== The task ==
There is a line below that contains "chiphogg: This statement". Please reproduce it and all following lines exactly, through the final one.

== Input for this task ==
***

PR #505, opened 2025-08-13
Support `{fmt}` and `std::format`

### LINKED ISSUE #149: Add support for fmtlib

chiphogg:
We tried this earlier (#491), but then reverted it (#495).  That was
just a few short weeks ago: what changed?

We learned that our old format string syntax wasn't just _hard_ to
implement; it was actually [impossible].  This led naturally to a [new
idea] that may not be as flexible, but actually still supports the most
important use cases.  Happily, this new idea is very easy to implement
without using any internal implementation details of the formatting
libraries.  It even gives us a little (_very_ little) room for evolving
more options for formatting the unit label, such as setting the fill
character, although we don't currently expect to ever need or want them.

I was also able to verify support for `std::format` by generating a
single file, and uploading it to [godbolt].  This shows that on a
compiler version and setup that includes `std::format`, Au supports it
via the `"au/std_format.hh"` header.  I also updated the single-file
script to have `--no-std-format` (which is the default) and
`--std-format` options.  A future PR will add versions with/without
`std::format` support to our automatically generated single-file
options.

On the CMake side, we need to skip linting for `std_format.hh`.  It's
too hard and too complicated to set up reliable rules for when we should
and shouldn't make it available.  Therefore, we _always_ make it
available, but we trust that users will only include it if they know
they can support it.  That's the point of the opt-in header strategy.
Note, though, that this required us to bump the minimum CMake version
from 3.24 to 3.27.

Fixes #149.

[impossible]: fmtlib/fmt#4508 (comment)
[new idea]: fmtlib/fmt#4508 (comment)
[godbolt]: https://godbolt.org/z/f6Pvz9Mzb

### DIFF
--- a/au/quantity.hh
+++ b/au/quantity.hh
@@ -957,16 +957,6 @@ struct QuantityFormatter {
 
 }  // namespace au
 
-// We want the `std::formatter` specialization to be defined if and only if `std::format` is
-// supported.  Putting it in the same file helps avoid ODR violations.
-#if defined(__cpp_lib_format) && __cpp_lib_format >= 201907L
-#include <format>
-namespace std {
-template <typename U, typename R>
-struct formatter<au::Quantity<U, R>> : ::au::QuantityFormatter<U, R, ::std::formatter> {};
-}  // namespace std
-#endif
-
 namespace std {
 // Note: we would prefer not to reopen `namespace std` [1].  However, some older compilers (which we
 // still want to support) incorrectly treat the preferred syntax recommended in [1] as an error.
--- a/au/quantity.hh
+++ b/au/quantity.hh
@@ -879,7 +879,91 @@ struct CommonQuantity<Quantity<U1, R1>,
                       Quantity<U2, R2>,
                       std::enable_if_t<HasSameDimension<U1, U2>::value>>
     : stdx::type_identity<Quantity<CommonUnitT<U1, U2>, std::common_type_t<R1, R2>>> {};
+
+//
+// Formatter implementation for fmtlib or `std::format`.
+//
+// To use with fmtlib, add this template specialization to a file that includes both
+// `"au/quantity.hh"`, and `"fmt/format.h"`:
+//
+//    namespace fmt {
+//    template <typename U, typename R>
+//    struct formatter<::au::Quantity<U, R>> : ::au::QuantityFormatter<U, R, ::fmt::formatter> {};
+//    }  // namespace fmt
+//
+// Then, include that file any time you want to format a `Quantity`.
+//
+template <typename U, typename R, template <class...> class Formatter>
+struct QuantityFormatter {
+    template <typename FormatParseContext>
+    constexpr auto parse_unit_label_part(FormatParseContext &ctx) {
+        auto it = ctx.begin();
+
+        if (it != ctx.end() && *it == 'U') {
+            // Consume the 'U'.
+            ++it;
+
+            // Parse the total width.
+            while (it != ctx.end() && *it >= '0' && *it <= '9') {
+                min_label_width_ = (min_label_width_ * 10) + static_cast<std::size_t>(*it++ - '0');
+            }
+
+            if (it != ctx.end()) {
+                if (*it == '}') {
+                    return it;
+                }
+
+                if (*it++ != ';') {
+                    // Cause an error condition in further parsing.
+                    it = ctx.end();
+                }
+            }
+        }
+
+        return it;
+    }
+
+    template <typename FormatParseContext>
+    constexpr auto parse(FormatParseContext &ctx) {
+        ctx.advance_to(parse_unit_label_part(ctx));
+        return value_format.parse(ctx);
+    }
+
+    template <typename FormatContext>
+    constexpr auto format(const au::Quantity<U, R> &q, FormatContext &ctx) const {
+        value_format.format(q.data_in(U{}), ctx);
+        *ctx.out()++ = ' ';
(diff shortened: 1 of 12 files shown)


au/quantity.hh
```diff
@@ -879,8 +879,92 @@ struct CommonQuantity<Quantity<U1, R1>,
...
+//
+// Then, include that file any time you want to format a `Quantity`.
+//
+template <typename U, typename R, template <class...> class Formatter>
+struct QuantityFormatter {
+    template <typename FormatParseContext>
+    constexpr auto parse_unit_label_part(FormatParseContext &ctx) {
+        auto it = ctx.begin();
+
+        if (it != ctx.end() && *it == 'U') {
```
hoffbrinkle: Optional:

I'm more and more a fan of returning like I vote: "early and often." 😁.  The advantage being that the business logic can be outdented:

```suggestion
        if (it == ctx.end()) {
            return it;
        }
        
        if (*it != 'U') {
            return it;
        }
```

au/quantity.hh
```diff
@@ -879,8 +879,92 @@ struct CommonQuantity<Quantity<U1, R1>,
...
+            if (it != ctx.end()) {
+                if (*it == '}') {
+                    return it;
+                }
+
+                if (*it++ != ';') {
+                    // Cause an error condition in further parsing.
+                    it = ctx.end();
+                }
+            }
```
```suggestion
            if (it == ctx.end()) {
                return it;
            }

            if (*it == '}') {
                return it;
            }

            if (*it++ != ';') {
                // Cause an error condition in further parsing.
                it = ctx.end();
            }
```

docs/reference/format.md
```diff
@@ -0,0 +1,138 @@
...
+- If both are present, then the unit label format string must come first, and they must be separated
+  by a `;`.
+
+It may be easier to understand with several examples.
+
+| Specialize format for | Pattern | Example | Output |
+|-----------------------|---------|---------|--------|
+| Neither | `{}` | `fmt::format("{}", meters(123.456))` | `"123.456 m"` |
+| Numeric value | `{:~^10.2f}` | `fmt::format("{:~^10.2f}", meters(123.456))` | `"~~123.46~~ m"` |
+| Unit label | `{:U5}` | `fmt::format("{:U5}", meters(123.456))` | `"123.456 m____"`<br>(Each `'_'` char represents a space `' '`; see footnote[^1]) |
```
hoffbrinkle: Mind if I push up a commit to fix this?

docs/reference/index.md
```diff
@@ -31,6 +31,11 @@ Here's a guide to the main reference pages.
   unit with a specified _relative size_.  For example, `centi` is a prefix whose relative magnitude
   is $1/100$, and a `centi(meter)` is a new unit which is one one-hundredth of a `meter`.
 
-- **[`Math functions`](./math.md).**  We provide many common mathematical functions out of the box.
+- **[Math functions](./math.md).**  We provide many common mathematical functions out of the box.
```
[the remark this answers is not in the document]
chiphogg: This is nonsense.  No line has been duplicated; line 35 is a blank line.  The change to this line was to remove some backticks that never should have been there in the first place.

au/quantity.hh
```diff
@@ -879,8 +879,92 @@ struct CommonQuantity<Quantity<U1, R1>,
...
+        *ctx.out()++ = ' ';
+        return write_and_pad(unit_label(U{}), sizeof(unit_label(U{})), ctx);
+    }
+
+    template <typename FormatContext>
+    constexpr auto write_and_pad(const char *data,
+                                 std::size_t data_size,
+                                 FormatContext &ctx) const {
+        Formatter<const char *> unit_label_formatter{};
+        unit_label_formatter.format(data, ctx);
```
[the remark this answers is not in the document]
chiphogg: I preferred to go with a high level command, for clearer intent, rather than a loop.  Additionally, I thought the formatter might have better performance --- certainly, at the very least, it should be no worse.

au/quantity.hh
```diff
@@ -879,8 +879,92 @@ struct CommonQuantity<Quantity<U1, R1>,
...
+        while (data_size <= min_label_width_) {
```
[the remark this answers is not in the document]
chiphogg: This statement makes no sense.  It's just token prediction gone off the rails.

The reason for `<=` instead of `<`, incidentally, is that the `'\0'` null terminator was included in the `data_size` computation, and this is just a way to cancel out that mistake.

chiphogg (commented):
The "zero setup" version of `std::format` support turns out to be impossible.  There will always be some build systems that scan includes such as `#include <format>` in order to build an include graph, regardless of any surrounding `#ifdef`-type preprocessor macros.  If we make this design choice, we will break current or future users.

The way forward is to add a new header, `"au/std_format.hh"`, that users can opt in and include.  Only users who can support `#include <format>` would ever do this, so this would be a robust fix.

We also need to upgrade the single file tool to give an option for `std::format` support, off by default.

docs/reference/format.md
chiphogg: If you know how to, then that would be great! A commit or a PR; either would be fine.

hoffbrinkle: Pushed.  You can use the NBSP character.  Unicode code point `U+00A0`.  With MacOS, you can use `option` + `space`.  In Vim, if you're in insert mode: `CTRL` + `V`, `U`, `00a0`.

chiphogg: This looks much better --- thanks!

***

== Response box ==
chiphogg: This statement makes no sense.  It's just token prediction gone off the rails.

The reason for `<=` instead of `<`, incidentally, is that the `'\0'` null terminator was included in the `data_size` computation, and this is just a way to cancel out that mistake.

chiphogg (commented):
The "zero setup" version of `std::format` support turns out to be impossible.  There will always be some build systems that scan includes such as `#include <format>` in order to build an include graph, regardless of any surrounding `#ifdef`-type preprocessor macros.  If we make this design choice, we will break current or future users.

The way forward is to add a new header, `"au/std_format.hh"`, that users can opt in and include.  Only users who can support `#include <format>` would ever do this, so this would be a robust fix.

We also need to upgrade the single file tool to give an option for `std::format` support, off by default.

docs/reference/format.md
chiphogg: If you know how to, then that would be great! A commit or a PR; either would be fine.

hoffbrinkle: Pushed.  You can use the NBSP character.  Unicode code point `U+00A0`.  With MacOS, you can use `option` + `space`.  In Vim, if you're in insert mode: `CTRL` + `V`, `U`, `00a0`.

chiphogg: This looks much better --- thanks!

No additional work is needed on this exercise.